*** Block opens ***

PR #1304, opened 2025-11-17
add support oracle tns parser for DbConnDetails

dantedenis:
9 We may need a parser for OracleTNS. Should we add this?
 
And it's not very safe to just save the URI in Raw, because it may contain secrets.
`instrumentation_sql.go 382:	  return DbConnDetails{RawString: connStr}
`
 It might be worth adding an optional parameter for custom escaping.

Alternatively, just add a global secret replacer that I can override in the project, and the tool will automatically check for its presence and execute the required action if it exists.

```go
var ReplaserSecretConnStr *regexp.Regexp
var ReplaserPattern = "***"

/*
...
*/

func ParseDBConnDetails(connStr string) DbConnDetails {
	strategies := [...]func(string) (DbConnDetails, bool){
		parseMySQLGoSQLDriver,
		parsePostgresConnDetailsKV,
		parseMySQLConnDetailsKV,
		parseRedisConnString,
		parseDBConnDetailsURI,
	}
	for _, parseFn := range strategies {
		if details, ok := parseFn(connStr); ok {
			return details
		}
	}

	d := DbConnDetails{RawString: connStr}
	if ReplaserSecretConnStr != nil {
		d.RawString = ReplaserSecretConnStr.ReplaceAllString(connStr, ReplaserPattern)
	}

	return d
}
```

Not explicitly, but we can control it.

Thx 😊


Angith:
Hi @dantedenis @vtolstov 
We have decided to move forward with releasing this PR with minor updates at this stage. Specifically, we will mask the password using `<redacted>` instead of `***`, as this is the convention commonly used in Instana. Please refer to the attached screenshot for a visual representation of the updated masking behavior.

ch incianro



The generic database span masking feature will be released in a future update. We will ensure that the existing Oracle DB span masking behavior remains consistent and is not impacted when the generic masking enhancement is released.

dantedenis:
Thank you for your cooperation

PR #1321, opened 2025-12-05
feat: add key-value format support for Oracle connections with masking password

Angith:


docs/sql.md
```diff
@@ -86,6 +86,32 @@ Instrumenting Db2 is the same as in the above example. You only need to pass the
 
 Ensure you use `go_ibm_db` as the driver name to correctly identify the IBM Db2 database.
 
+## Tracing Oracle Database
```
nithinputhenveettil: @Angith: How about adding a note here for Oracle, mentioning that the span format will be a generic SQL span?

*** Block closes ***

● **Goal of the exercise**:
All lines above with "opened" in them should be returned.

● **Task solution**:
PR #1304, opened 2025-11-17
PR #1321, opened 2025-12-05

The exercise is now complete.